A contractor has asked for our advice on dumping clients.
The client added extra complexity when I was not looking and now it is way over budget. I would like to dump them. Would Professional Insurance cover it if they sued us?
During a quiet time, we accepted a job from a supposedly friendly client, to do some upgrades to his website, a website we built 3 years ago.
The Website is generated from a spreadsheet of products (CSV), with menu nesting down to 5 levels.
The original program was already very complex.
At a meeting the client requested a series of amendments which we time-quoted for.
I requested that the client supply a new sample spreadsheet, so that we could begin development.
While I was busy on a different project, the client slipped a new level of complexity into the proposal.
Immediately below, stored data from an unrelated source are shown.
Issue #242, opened 2019-05-14
Hive provider table entity and corresponding entities should reside to Hive models


HeartSaVioR:
We decided to simply assume end users use the same catalog for Spark and Hive, so that hive provider table entities (and corresponding entities) in SAC are being linked with these entities Hive Hook may create earlier.

This is basically concept of reverting #83.

PR #243, opened 2019-05-14
[SAC-242][SQL] Hive provider table entity and corresponding entities should reside to Hive models

HeartSaVioR:

Please refer #242 to see rationalization of the issue.

This patch effectively rolls back the change what #84 was introduced. SAC will leverage Hive models for Hive provider table. It doesn't only apply to Hive table entity - it also applies to Hive DB and Hive storagedesc entities as well.

## How was this patch tested?

Modified UTs, existing ITs, manually tested with local Apache Spark 2.4 & Apache Atlas 1.1:

> Query

```
spark.range(10).write.json("/tmp/sac/json-sac-242")
spark.sql("CREATE TABLE test_table_sac_242_a USING json location '/tmp/sac/json-sac-242'")
spark.sql("CREATE TABLE test_table_managed_sac_242_a SELECT * FROM test_table_sac_242_a")
```

> Screenshot

kind | screenshot
-- | --
spark_process - relationship | spark-process-relationship-inputs<br/>spark-process-relationship-outputs
spark_db | spark-db
spark_db - relationship | spark-db-relationship-table
spark_storagedesc | spark-storagedesc
spark_storagedesc - relationship | spark-storagedesc-relationship-table
spark_table | spark-table
spark_table - relationship | spark-table-relationship-db<br/>spark-table-relationship-storagedesc
hive_db | hive-db
hive_db - relationship | hive-db-relationship
hive_storagedesc | hive-storagedesc
hive_storagedesc - relationship | FIXME: somehow it does show relationship information!
hive_table | hive-table
hive_table - relationship | hive-table-relationship
fs_path | fs-path
fs_path - relationship | fs-path-relationship-process

Note that before the patch both of two tables leverage Spark models. Please refer the PR description of https://github.com/hortonworks-spark/spark-atlas-connector/pull/232

### DIFF
--- a/spark-atlas-connector/src/main/scala/com/hortonworks/spark/atlas/types/external.scala
+++ b/spark-atlas-connector/src/main/scala/com/hortonworks/spark/atlas/types/external.scala
@@ -26,15 +26,15 @@ import com.hortonworks.spark.atlas.sql.KafkaTopicInformation
 import scala.collection.JavaConverters._
 import org.apache.atlas.AtlasConstants
 import org.apache.atlas.model.instance.AtlasEntity
-import org.apache.commons.lang.RandomStringUtils
+// import org.apache.commons.lang.RandomStringUtils
 import org.apache.hadoop.fs.Path
-import org.apache.hadoop.hive.ql.session.SessionState
+// import org.apache.hadoop.hive.ql.session.SessionState
 import org.apache.spark.sql.catalyst.catalog.{CatalogDatabase, CatalogStorageFormat, CatalogTable}
 import com.hortonworks.spark.atlas.{AtlasEntityWithDependencies, AtlasUtils}
-import com.hortonworks.spark.atlas.utils.{JdbcUtils, SparkUtils}
+import com.hortonworks.spark.atlas.utils.{JdbcUtils, Logging, SparkUtils}
 
 
-object external {
+object external extends Logging {
   // External metadata types used to link with external entities
 
   // ================ File system entities ======================
@@ -182,16 +182,41 @@ object external {
     AtlasEntityWithDependencies(kafkaEntity)
   }
 
+  // ================ RDBMS based entities ======================
+  val RDBMS_TABLE = "rdbms_table"
+
+  /**
+   * Converts JDBC RDBMS properties into Atlas entity.
+   */
+  def rdbmsTableToEntity(url: String, tableName: String): AtlasEntityWithDependencies = {
+    val jdbcEntity = new AtlasEntity(RDBMS_TABLE)
+
+    val databaseName = JdbcUtils.getDatabaseName(url)
+    jdbcEntity.setAttribute("qualifiedName", getRdbmsQualifiedName(databaseName, tableName))
+    jdbcEntity.setAttribute("name", tableName)
+
+    AtlasEntityWithDependencies(jdbcEntity)
+  }
+
+  /**
+   * Constructs the the full qualified name of the database.
+   */
+  private def getRdbmsQualifiedName(databaseName: String, tableName: String): String =
+    s"${databaseName.toLowerCase}.${tableName.toLowerCase}"
+
   // ================== Spark's Hive Catalog entities =====================
 
-  // Note: given that we use Spark model types for Hive catalog entities (except HWC),
-  // Hive catalog entities should follow Spark model definitions.
-  // In Atlas, the attributes which are not in definition are ignored with WARN messages.
+  // Note: SAC always creates Hive table and corresponding entities, whereas SAC refers
+  // existing table entity on HWC.
 
-  val HIVE_DB_TYPE_STRING = metadata.DB_TYPE_STRING
-  val HIVE_STORAGEDESC_TYPE_STRING = metadata.STORAGEDESC_TYPE_STRING
-  val HIVE_TABLE_TYPE_STRING = metadata.TABLE_TYPE_STRING
+  val HIVE_DB_TYPE_STRING = "hive_db"
+  val HIVE_STORAGEDESC_TYPE_STRING = "hive_storagedesc"
+  val HIVE_TABLE_TYPE_STRING = "hive_table"
 
+  // scalastyle:off
+  // This is based on the logic how Hive Hook defines qualifiedName for Hive DB (borrowed from Apache Atlas v1.1)
+  // https://github.com/apache/atlas/blob/release-1.1.0-rc2/addons/hive-bridge/src/main/java/org/apache/atlas/hive/bridge/HiveMetaStoreBridge.java#L833-L841
+  // scalastyle:on
   def hiveDbUniqueAttribute(cluster: String, db: String): String = s"${db.toLowerCase}@$cluster"
 
   def hiveDbToEntity(
@@ -212,36 +237,12 @@ object external {
     AtlasEntityWithDependencies(dbEntity)
   }
 
-  // ================ RDBMS based entities ======================
-  val RDBMS_TABLE = "rdbms_table"
-
-  /**
-   * Converts JDBC RDBMS properties into Atlas entity
-   *
-   * @param url
-   * @param tableName
-   * @return
-   */
-  def rdbmsTableToEntity(url: String, tableName: String): AtlasEntityWithDependencies = {
-    val jdbcEntity = new AtlasEntity(RDBMS_TABLE)
-
-    val databaseName = JdbcUtils.getDatabaseName(url)
-    jdbcEntity.setAttribute("qualifiedName", getRdbmsQualifiedName(databaseName, tableName))
-    jdbcEntity.setAttribute("name", tableName)
-
-    AtlasEntityWithDependencies(jdbcEntity)
-  }
-
-  /**
-   * Constructs the the full qualified name of the databse
-   *
-   * @param databaseName
-   * @param tableName
-   * @return
-   */
-  private def getRdbmsQualifiedName(databaseName: String, tableName: String): String =
-    s"${databaseName.toLowerCase}.${tableName.toLowerCase}"
-
+  // scalastyle:off
+  // This is based on the logic how Hive Hook defines qualifiedName for Hive storage desc (borrowed from Apache Atlas v1.1)
+  // https://github.com/apache/atlas/blob/d1f763ab2693911e564a91de29e5c4f2b5976ab7/addons/hive-bridge/src/main/java/org/apache/atlas/hive/bridge/HiveMetaStoreBridge.java#L883-L885
+  // NOTE: there's a chance this method can't guarantee to provider same qualified name - as it relies on "random".
+  // That said, to ensure correctness, temporary table cannot be supported here.
+  // scalastyle:on
   def hiveStorageDescUniqueAttribute(
       cluster: String,
       db: String,
@@ -269,17 +270,27 @@ object external {
     AtlasEntityWithDependencies(sdEntity)
   }
 
+  // scalastyle:off
+  // This is based on the logic how Hive Hook defines qualifiedName for Hive table (borrowed from Apache Atlas v1.1)
+  // https://github.com/apache/atlas/blob/d1f763ab2693911e564a91de29e5c4f2b5976ab7/addons/hive-bridge/src/main/java/org/apache/atlas/hive/bridge/HiveMetaStoreBridge.java#L843-L863
+  // NOTE: there's a chance this method can't guarantee to provider same qualified name - as it relies on "random".
+  // That said, to ensure correctness, temporary table cannot be supported here. (Here I will comment it out.)
+  // scalastyle:on
   def hiveTableUniqueAttribute(
       cluster: String,
       db: String,
       table: String,
       isTemporary: Boolean = false): String = {
     val tableName = if (isTemporary) {
+      /*
       if (SessionState.get() != null && SessionState.get().getSessionId != null) {
         s"${table}_temp-${SessionState.get().getSessionId}"
       } else {
         s"${table}_temp-${RandomStringUtils.random(10)}"
       }
+      */
+      throw new IllegalStateException("Hive temporary table is not supported in SAC!" +
+        s"cluster $cluster / db $db / table $table")
     } else {
       table
     }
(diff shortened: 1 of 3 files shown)


HeartSaVioR:
cc. @aadarshjajodia @ankuriitg for more eyes to review.

@aadarshjajodia
I've found that `hive_storagedesc` entity doesn't show relationship (please take a look at above in snapshots), whereas `hive_table` entity shows relationship with `hive_storagedesc`. The behavior is a bit different from what I was guided - What I understand is, we can set relationship attribute at any side and only one side link is needed.

Should we set attribute value for `table` in `hive_storagedesc` as well for this case? Or direction matters? (like `hive_storagedesc` entity should set relationship to `hive_table` entity, and `hive_table` entity should set relation to `hive_db` entity) Or just a bug?

As you can see from snapshots, we don't see same issue for Spark models. (These models are still provided by SAC side via REST API.)

arunmahadevan:
@HeartSaVioR, a couple of points.

1. IIUC, with this patch SAC creates `hive_` atlas entities even if the catalog is managed by spark in embedded or remote DB, correct? (it only relies on the condition `spark.sql.catalogImplementation == "hive"` which is true even for spark managed catalog).

This has the possibility of un-intended conflicts if un-related tables with same name is created by hive (in HMS) and spark application using spark catalog. Ideally SAC should only create `spark_` entities whereas HMS should be the only one creating `hive_` entities.

So I think unless the catalog is managed by HMS (E.g. if `hive.metastore.uris` is set in hiveConf) SAC should create `spark_` entities, always.

2. If the spark catalog is managed in HMS - with the proposed approach both HMS atlas hook and SAC would create `hive_` entities which is un-necessary. In this case I guess we should just expect HMS to create the `hive_` entities (via HMS atlas hook) and not send duplicate request to Atlas to create the entities.

aadarshjajodia:
@HeartSaVioR with this new relationship attributes model, whenever a relationship is defined as a COMPOSITION, it means the end points in the relationship cannot exist without the other. So for example a hive storage desc cannot exist without a hive table. Another example is a column cannot exist without a table. In such cases as you can see in the json, when we specify the isContainer = false in one of the endpoints of such a relationship that end point must be specified as a relationshipAttribute. So for example in this case, you have to specify the table as a relationship attribute while creating the storage desc entity. I hope this makes it clear

For an AGGREGATION relation(this is something like a database can exist without any tables), in this case the isContainer constraints are not valid like the previous case

@arunmahadevan - I agree. As long as Spark knows that the table has been created in HMS, then SAC should create hive entities. For all other cases it should create spark entities.

For the second point you mentioned, I still feel that if Spark event comes to SAC only when the table has been created in HMS, then Spark need not send duplicate messages to Atlas, since we will get information about these entities from HMS Hook. Even if you send, as long as the **qualifiedName** matches, Atlas will ignore it, but you can avoid sending unnecessary notifications. However if you feel its safer for now, you can go ahead and send these notifications to Atlas. You just need to ensure that the qualifiedName is created in the same way.
Also what should be the behavior then if HMS Hook is disabled. SAC can make a check in the Spark Configs to see if HMS Hook is disabled. If that is the case, only then SAC can send the hive entity messages to Atlas.

HeartSaVioR:
@arunmahadevan @aadarshjajodia

> 1. IIUC, with this patch SAC creates hive_ atlas entities even if the catalog is managed by spark in embedded or remote DB, correct? (it only relies on the condition spark.sql.catalogImplementation == "hive" which is true even for spark managed catalog).

Actually I just kept the approach for determining whether the kind of table is Hive or not - this approach has been used for both SAC and Spark-Navigator. But if we want to define the table is hive only when hive is enabled and remote HMS uris are set, I can make the change. 
(The overall assumption seems that Atlas cluster receives Hive entities from "only one HMS" and "only one catalog", as nothing is being added to the qualifiedName for Hive models.)

Btw, should we avoid classifying hive table via `provider` in table definition then? Or use both? That has been unclear part on me while discussing related thing.

> 2. If the spark catalog is managed in HMS - with the proposed approach both HMS atlas hook and SAC would create hive_ entities which is un-necessary. In this case I guess we should just expect HMS to create the hive_ entities (via HMS atlas hook) and not send duplicate request to Atlas to create the entities.

This is exactly what we've discussed as "possibility of out of order" - SAC doesn't know whether HMS made a change to Atlas (in other words, Atlas processed the events from HMS) prior to events SAC sends out regarding same entity. And if the expectation goes wrong, the request in SAC will silently fail (SAC cannot know whether the request is successful.) and we will have to dig Atlas log to find that request from SAC has been failed. That's the bad part of Kafka hook approach.

HeartSaVioR:
@aadarshjajodia 
> SAC can make a check in the Spark Configs to see if HMS Hook is disabled.

I'm not sure how it can be possible (which Spark config has HMS hook information?), and even it exists it can be changed while spark process is running which SAC has no idea whether the value is changed or not. This is another one of my concern which led me to think always sending creation request is right approach in SAC's point of view though it's redundant.

HeartSaVioR:
@aadarshjajodia 

> So for example in this case, you have to specify the table as a relationship attribute while creating the storage desc entity. I hope this makes it clear

Got it. Btw, we may want to do the same for Spark models, right? Relationship between DB-tables / table-storagedesc / table-columns should be same between Hive models and Spark models.

aadarshjajodia:
> @aadarshjajodia
> 
> > So for example in this case, you have to specify the table as a relationship attribute while creating the storage desc entity. I hope this makes it clear
> 
> 1. This means we don't need to specify storage desc entity as relationship attribute when creating table entity, right? Since it is contradiction that both entities are created prior to each other.
I believe the answer to this is yes. As long as you use relationship attributes and specify the table in the storage desc it should be fine.
> 2. We may want to do the same for Spark models, right? Relationship between DB-tables / table-storagedesc / table-columns should be same between Hive models and Spark models.
Yes that is correct relationship between the spark models should be exactly the same as that present in the hive models. Which brings me to another question, Hive has a column_lineage entity which is used to show the column lineage. Do we not plan to show something like that in the spark models?

HeartSaVioR:
@aadarshjajodia 
HMS is the central one which all DDL events are happening, so easy to ensure the information is in sync with Atlas entity. The same is not applied to SAC - concurrent spark applications will run in multiple nodes and we have to tolerate some missing events or events out of order, hence we decided to stop tracking columns in Spark tables. We may want to track the column later, but not now.

arunmahadevan:
>Btw, should we avoid classifying hive table via provider in table definition then? Or use both? That has been unclear part on me while discussing related thing.

I guess "hive" provider can apply to HMS and spark managed catalog. That being the case we better rely on if a thrift URL is configured (via hive.metastore.uris). WDYT?

>This is exactly what we've discussed as "possibility of out of order" - SAC doesn't know whether HMS made a change to Atlas.

I guess we use that assumption while referring to the entities for Hive Warehouse Connector already? I guess it may be ok to assume that if user has configured HMS and they want to track lineage, they better configure the Atlas hook properly.

Regarding out of order, we need more clarity from Atlas team. Assuming that the events are pushed into the same Kafka partition from both HMS and SAC it should provide ordering. @aadarshjajodia could you confirm?

The duplicate push from Spark side may be ok, however there could be attributes that would apply only to Spark entities (e.g. we added the schema, provider etc) vs Hive entities. So SAC needs to handle it differently.

HeartSaVioR:
> I guess "hive" provider can apply to HMS and spark managed catalog. That being the case we better rely on if a thrift URL is configured (via hive.metastore.uris). WDYT?

It's OK if we are 100% sure tables which provider is not "hive" but remote HMS is set are also managed from remote HMS. I'm not familiar with this so wanted to rely on provider, but if we are sure about the behavior, it totally makes sense.

> I guess we use that assumption while referring to the entities for Hive Warehouse Connector already?

This is not the same case - if my understanding is right, HWC doesn't deal with the query which incurs "create table". It always works with existing table.

https://github.com/hortonworks-spark/spark-atlas-connector/blob/39e47f95fdf3a8d8f9386444361d5a6906fce8cc/spark-atlas-connector/src/main/scala/com/hortonworks/spark/atlas/sql/CommandsHarvester.scala#L331-L354

```
* Hive Warehouse Connector currently supports four types of operations:
     *   1. SQL / DataFrame Read (batch read)
     *   2. SQL / DataFrame Write (batch write)
     *   3. SQL / DataFrame Write in streaming manner (batch write in streaming)
     *   4. Structured Streaming Write (streaming write)
```

HeartSaVioR:
@arunmahadevan @aadarshjajodia 
I just found the case - suppose HMS hook was disabled at some times. SAC has no idea which tables were created at that moment, and relying on Atlas entities when HMS hook was disabled will all fail (silently in point of SAC's view, and Atlas log only has these error messages). It is not related to whether HMS hook is enabled or disabled now.

aadarshjajodia:
> @aadarshjajodia
> I just found the case - suppose HMS hook was disabled at some times. SAC has no idea which tables were created at that moment, and relying on Atlas entities when HMS hook was disabled will all fail (silently in point of SAC's view, and Atlas log only has these error messages). It is not related to whether HMS hook is enabled or disabled now, so checking whether HMS hook is enabled or not doesn't make sense.
> cc. @arunmahadevan

Okay we can go ahead with the approach of SAC publishing the hive entities as well and not replying on HMS. We just need to make sure the qualifiedName is correct.

arunmahadevan:
@HeartSaVioR @aadarshjajodia If we are for pushing Hive entities from SAC, dont we want to make sure that SAC is pushing the entities conforming to the latest Hive models? We cannot assume spark model is same as hive and push the spark entity as hive entity to Atlas correct? If the attributes are missing or extra attributes are present in the entity wont the entity creation / update fail? I think its going to be a pain to keep updating the SAC code whenever there are any changes to Hive model.

HeartSaVioR:
@arunmahadevan 
Most of attributes are defined as `optional` - both in Hive models and Spark models. I guess create request works like `upsert` and it will not touch existing attributes if there're no attributes specified in creation request. 

And in order to keep compatibility with existing entities, Hive models have to be changed for adding `optional` attributes if any instead of adding `required`, which would be OK for SAC side as well.

@aadarshjajodia Is my expectation correct?

spark-atlas-connector/src/main/scala/com/hortonworks/spark/atlas/types/external.scala
```diff
@@ -182,16 +182,41 @@ object external {
...
-  // In Atlas, the attributes which are not in definition are ignored with WARN messages.
+  // Note: SAC always creates Hive table and corresponding entities, whereas SAC refers
+  // existing table entity on HWC.
 
-  val HIVE_DB_TYPE_STRING = metadata.DB_TYPE_STRING
-  val HIVE_STORAGEDESC_TYPE_STRING = metadata.STORAGEDESC_TYPE_STRING
-  val HIVE_TABLE_TYPE_STRING = metadata.TABLE_TYPE_STRING
+  val HIVE_DB_TYPE_STRING = "hive_db"
+  val HIVE_STORAGEDESC_TYPE_STRING = "hive_storagedesc"
+  val HIVE_TABLE_TYPE_STRING = "hive_table"
```
arunmahadevan: Will this work unless the Hive Entity we create from SAC confirms to the model defined by Hive ? I guess we need to keep the SAC logic in sync with Hive models else things can break. (E.g. if hive decides to change their model). Should we rely only on HMS to create these entities since they are the ones maintaining the Hive Atlas model as well?

HeartSaVioR: Just commented regarding this.

arunmahadevan: If we can expect Hive to always maintain backward compatibility and the model works like upsert may be OK.

ankuriitg:
> I think its going to be a pain to keep updating the SAC code whenever there are any changes to Hive model.

Sorry for the late chime in. I agree with the overall approach that we should create hive entity and send that to Kafka and not worry about whether Hive Hook is enabled or not. SAC should not need to worry about that.

Regarding @arunmahadevan point, I agree that it is going to be pain to make sure we are compatible with the latest Hive models but I think we will have to take that pain as spark is creating Hive tables. I think same will be true for Impala as well. Additionally, I think that pain will not be high as models are not supposed to change, only attributes should be added and they should be optional.

spark-atlas-connector/src/main/scala/com/hortonworks/spark/atlas/types/external.scala
```diff
@@ -182,16 +182,41 @@ object external {
...
 
+  // scalastyle:off
+  // This is based on the logic how Hive Hook defines qualifiedName for Hive DB (borrowed from Apache Atlas v1.1)
```
ankuriitg: Can you change these to regular javadoc comments?

arunmahadevan:
>spark is creating Hive tables. I think same will be true for Impala as well.

Since spark is sending request to HMS which is creating the tables, it makes sense for HMS to sent the hive_ events to Atlas. I thought impala does not additionally send the hive events to atlas and relies only on HMS hook. cc @aadarshjajodia.

aadarshjajodia:
> > spark is creating Hive tables. I think same will be true for Impala as well.
> 
> Since spark is sending request to HMS which is creating the tables, it makes sense for HMS to sent the hive_ events to Atlas. I thought impala does not additionally send the hive events to atlas and relies only on HMS hook. cc @aadarshjajodia.

Yes @ankuriitg we had a discussion yesterday with @HyukjinKwon and @arunmahadevan. SAC will not send any hive events. It will depend on HMS hook to send the hive events just like Impala.

HyukjinKwon:
Seems like there was miscommunication. I wasn't there - maybe Jungtaek :D. Yes, if the codes have not changed, SAC does not send any Hive events.

HeartSaVioR:
Just edited mention in comment. Thanks for noticing @HyukjinKwon !

HeartSaVioR:
#245 is the new patch which includes all the changes regarding recent decisions. Some of decision is still taking place so the PR is tagged as WIP for now. Please take a look at #245 instead.

arunmahadevan:
Can you close this then as we would be pursuing #245 ?

HeartSaVioR:
Sure. Let's close this.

I started to do the implementation but for the first time in my career even though I’ve gone vastly over budget, I don’t think I can get it to work, and even if I can, in any case I can’t see an end to the project.
I want my business partner to cut our losses and send the cheque back.
But CAN WE DO THAT?
Could we be exposing ourselves to legal consequences?
Is this the kind of thing Professional Insurance would cover?
Dr. McLaughlin’s Contractor Surgery Reply
Did you agree the new level of complexity?
How did they just ‘slip it into the proposal’?
Surely you would have to agree it?
Did you? If you did it is your problem.
If you did not then you only have to implement what you agreed – without the ‘new level of complexity’.
For the future you would be best to have a better Change Control system in place. It’s easier than dumping clients.
I do hope you did document what you agreed with the client.
If you did, then you can just deliver what you agreed, otherwise you may be in more trouble.
I would say that the first step would be to appeal to their better nature by saying that there is more in there than you and they agreed.
Professional Indemnity Insurance
I doubt if you would be able to just walk away from it. Dumping clients isn’t so easy if you agreed to do the work.
After all this happens to companies all the time, big and small, and they just have to grin and bear it.
You could walk away, but you would be taking a big risk. They could, potentially sue you as you haven’t even delivered what you both agreed was agreed.
I doubt if any Professional Insurance would protect you from projects going over budget because of a poor Change Control system and projects taking longer than budgeted – otherwise they would be paying out every day of the week.